Арафео отечески похлопал лорда по руке, хотя тот был на четырнадцать веков старше его.
Отцовское отношение Арафео заставило командора воспрянуть. Он убрал свою руку.
— Я читал эти свитки в поисках смысла собственной жизни. Боюсь признаться, но на мне лежит один долг. Прости, Арафео, но я собираюсь с тобой поделиться, ведь ты служил так хорошо…
Данте помедлил. Тяжесть того, о чем он собирался поведать, казалась невыносимой. Следовало хоть с кем-то разделить страхи, и он заговорил размеренно, без эмоций:
— Империум падет, хотя не сегодня, но скоро. Я ищу выход, но все, что вижу, это черные стены тупиков.
— Когда-то я одерживал великие победы и имел уверенность в завтрашнем дне, — говорил он с печалью. — Насколько все это похоже на судьбу Сангвиния! Мои триумфы омрачены знанием, что за ними последует неизбежное поражение. Разве все совершенное пропало зря? Я убивал существ из другой реальности, Арафео, столкнулся с проклятием ордена и сохранил свою душу свободной от этого порока.

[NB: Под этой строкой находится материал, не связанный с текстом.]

PR #14493, opened 2026-02-13
Build RPM package and FlatPak recipe on release

cholmcc:
This patch will set-up the release workflow to also build a RedHat
package (RPM) and a FlatPak recipe (YAML) when the repository is tagged
for a release.

Both the RPM and the YAML will use the already build
`VASSAL-<release>-linux.tar.bz2` as the source of the RPM and the
installation image with FlatPak.  This saves a bunch of rebuilds and
size of installations.

Both the RPM and the YAML will provide full system integration, meaning
desktop menu entries and file associations.

The RPM is installed by downloading and double-clicking the file.
Alternatively one can do
```
sudo dnf install vassal-3.7.21-1.noarch.rpm
```

The YAML is installed by downloading and then running
```
sudo flatpak install org.freedesktop.Platform
sudo flatpak install org.freedesktop.Sdk
sudo flatpak install org.freedesktop.Sdk.Extension.openjdk25
sudo flatpak-builder --install build VASSAL-3.7.21-flatpak.yaml
```
(maybe one can do something from GUI - not too familiar with FlatPak).


NN708:
Hi @cholmcc, I just wanted to let you know that the Flatpak is already built on [Flathub](https://flathub.org/en/apps/org.vassalengine.vassal). The manifest and MetaInfo files can be found here:
+ https://github.com/flathub/org.vassalengine.vassal/blob/master/org.vassalengine.vassal.yml
+ https://github.com/vassalengine/vassal/blob/master/dist/linux/org.vassalengine.vassal.metainfo.xml

cholmcc:
> @cholmcc I understand your point now. However, Flathub has strict publishing requirements: apps must be built from source whenever possible ([ref](https://docs.flathub.org/docs/for-app-authors/requirements#building-from-source)), 

That's funny, because elsewhere - can't remember where - they suggest building bundles from existing `.deb` or `.rpm` packages of binaries. 

Also, since the Maven build of Vassal pulls down binary blobs of third party JARs, that seems a funny requirement.  For Debian builds, that would be entirely disabled, and Maven builds can only use sanctioned JARs.  It is not clear to me if `flathub` does something similar. 

> and metadata files should be distributed in the source code rather than included in the Flatpak manifest ([ref](https://docs.flathub.org/docs/for-app-authors/requirements#required-metadata)).

I think that's a weird read.   Do they really want to force up-stream to include a file?   That makes no sense.   Also the text itself seems contradictory - it says the file is "typically" included, and then later that "must be integrated" - so what is it?   I find it hard to believe that all the applications on FlatPak include a `.metainfo.xml` file in their source directories. 

> The difficulty in maintaining dependency sources stems from the lack of Maven support here: [flatpak/flatpak-builder-tools#487](https://github.com/flatpak/flatpak-builder-tools/issues/487). If someone were to implement this, the process could be automated.

Then why not by-pass Maven altogether.   Vassal really doesn't need to be build with Maven - a simple `Makefile` will suffice, or it can even be encoded directly into the manifest.  For example, for the Debian package, where not all dependencies are available in the Debian Maven repository, I write the build "by-hand" in `debian/rules`.  

Of course, you still need to get the dependency JARs somehow.   

Could the script linked to in [https://github.com/flatpak/flatpak-builder-tools/issues/487](https://github.com/flatpak/flatpak-builder-tools/issues/487) - i.e., [`fetch-maven-deps-for-flatpak.sh`](https://github.com/lenucksi/SieveEditor/blob/master/scripts/fetch-maven-deps-for-flatpak.sh) not be run as part of the Vassal release process?   Then, the generated `maven-dependencies.yaml` and a generated `org.vassalengine.vassal.yaml` be pushed to `flathub/org.vassalengine.org`.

Всю жизнь я стремился служить не только Империуму, но и человечеству.
Арафео кивнул, молча сочувствуя лорду.
— Я понимаю, Арафео, что должен оставаться для людей героем. Они смотрят на золотую маску Сангвиния, страдая и умирая во имя Терры, думая, что примарх с ними. Такова моя роль в этой жизни — притворяться тем, кем я не являюсь. Я позволяю легенде выходить за рамки всякого правдоподобия, а смертным думать, думать, будто я непогрешим и безмерно силен. Я с готовностью принимаю это как свое служение человечеству. Но, хотя я могучий и мудрый Адептус Астартес, я все равно лишь человек. Под моими доспехами бьется человеческое сердце — рядом с тем, которое подарил мне Император. Ни один человек не живет сам по себе — всем нужна компания и общение. Вот почему я делюсь с тобою мыслями. Прости меня за такое безрассудство, но невозможно скрывать свои проблемы ото всех. Они меня попросту раздавят.
— Понимаю, — мягко ответил шталмейстер. — Жаль, что я растревожил ваши страхи, пока вы отдыхаете, но знайте — вы не одиноки.
— Я никогда не отдыхаю, — с горечью ответил Данте. — И вечно одинок.
Подавленный, Арафео удалился. Данте едва заметил это. Он вернулся к чтению. Став исповедником для страхов магистра, шталмейстер их не уменьшил. Данте устыдился этого. Не следует обременять смертного такими знаниями. Обозначив зло, он дал ему силу. Буквы свитка, казалось, плыли перед глазами, и он склонил голову. В этот миг глубоко в недрах книгохранилища раздался крик. Данте вскочил.
— Арафео? Арафео, с тобою все в порядке?
В ответ раздался лишь тихий стон. Данте прошагал мимо стопок книг и ящиков со свитками, высоких стеллажей. Горячий и живой запах крови коснулся его ноздрей прежде, чем удалось отыскать Арафео.
Слуга стоял на коленях, держась за запястье. В библиариуме стояла такая тишина, что Данте легко уловил слабое, неустойчивое биение сердца шталмейстера. Кровь капала на ковер.
Лорд-командор поспешно приблизился. Арафео улыбнулся. Запах захлестнул Данте, вызывая жажду. Магистр схватил руки слуги и приподнял их. Кровь из длинных вертикальных порезов на запястьях потекла по рукам до локтей.
— Арафео! Арафео! — воскликнул Данте. — Что же ты наделал?
Улыбка медленно, словно пролитая кровь, проступила на лице шталмейстера.
— Пришло время оставить вас, господин.
— Не сейчас! Держись, друг мой. Очень жаль, не следовало посвящать тебя в мои печали. Это неправильно. Я не хотел напугать тебя. Нужно вызвать Корбулона, он тебе поможет.
Данте потянулся к бусине вокса на воротнике, но Арафео схватил его ладонь слабой рукой. Немощные пальцы вцепились в толстое запястье Данте. Магистр с ужасом ощутил, как кровь течет по его коже.